I’ll leave it to Douglas Adams, The Salmon of Doubt, p. 95English humorist & science fiction novelist (1952 - 2001) to sum up. “Anything that is in the world when you're born is normal and ordinary and is just a natural part of the way the world works. Anything that's invented between when you're fifteen and thirty-five is new and exciting and revolutionary and you can probably get a career in it. Anything invented after you're thirty-five is against the natural order of things.”

The range of technology that has crept stealthily into classrooms is remarkable. First and foremost is the whiteboard. There is a sort of hierarchy for the use of stuff like this that is a necessary rite of passage to its use to transform. I’d love to know more about its impact on learning when it’s used by learners and they can actually ‘touch’ knowledge and understanding. Teachers are also finding effective uses of technology to track progress and identify target groups. If these two examples seem rather a superficial glance at teaching and technology then you’re right. Technologies are becoming ubiquitous in education as in life in general. Even your washing machine has a chip!

Back to learning and the days of, “Write a paragraph and draw me a picture.” (an oversimplification I know) are receding into history. Today’s learners are demonstrating learning by making presentations, blogs, podcasts, movies, animations, webpages, mindmaps, wikis and who knows what else.

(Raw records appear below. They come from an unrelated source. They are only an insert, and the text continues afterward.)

PR #1405, opened 2022-01-05
Add data analytics region to key terms results

bethshook:
for: openstax/unified#1773

### DIFF
--- a/pytest-selenium/regions/search_sidebar.py
+++ b/pytest-selenium/regions/search_sidebar.py
@@ -22,7 +22,7 @@ class SearchSidebar(Region):
     _search_result_locator = (By.CSS_SELECTOR, "[data-testid$=result]")
     _search_results_sidebar_locator = (
         By.XPATH,
-        "//div[@data-testid = 'search-results-sidebar']/ol",
+        "//div[@data-testid = 'search-results-sidebar']/div[2]",
     )
 
     # fmt: off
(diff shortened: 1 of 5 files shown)


bethshook:
@TomWoodward currently there's a region `search-results` on the parent of all results. do we want a `content-results` region for non-kt results?

TomWoodward (changes requested):
pretty sure it just goes up to the nearest region tag, so you may want to make your kt one more specific, like `kt-search-results`. you could also add the `content-search-results` if you wanted.... that is more specific, and specific is good, but it would also change the category on the event and cause a disconnect in the historical data... maybe thats a good thing since we're causing a disconnect anyway by moving the kt results out of that category

i think you can go ahead and add the new label for the content results section and definitely leave the existing one on the whole sidebar so it catches things like the sidebar close button

bethshook:
I'm realizing that the markup for the search results is screwed up such that adding a region for non-KT results is not currently possible. Should I attempt to fix this here or create a separate issue? Alternatively I could add it to [this list](https://app.zenhub.com/workspaces/openstax-unified-5b71aabe3815ff014b102258/issues/openstax/unified/1750).

```
<ol class="NavOl">
   <div class="RelatedKeyTerms">
      Key Term
      Key Term
   </div>
   <span>Chapter Results</span>
   <li>Result</li>
   <li>Result</li>
</ol>
```

TomWoodward (approved):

With this and the use of the Internet in its 1.0 form as a source of information comes the issue of information literacy. Is the site current, reliable, valid and what techniques can be employed to find out? Is this new literacy being addressed in schools?

All these issues have an upside of providing access to higher levels of learning such as set out in Bloom’s Taxonomy and the development of more independence on the part of the learner.

If learners are collaborating and able to network within a wider geographical range than before this raises issues of safety. If the one that hits the headlines involves entrapment by sex offenders, and let’s face it that must be at the top end of traumatic, we must also alert our learners to the dangers of fraud, identity theft, uncensored contact, cyberbullying, the theft of intellectual property and viruses to name but a few.

Finally technology is already transforming learning but, to borrow from Doug Brown - Head of Learning Technologies at the then DfES, we still need to recognise that at the moment pioneers often isolated, best practice is not necessarily shared, curriculum structures are perceived as inflexible, economies of scale are not always realised and home/school communication not yet a cost effective reality for all.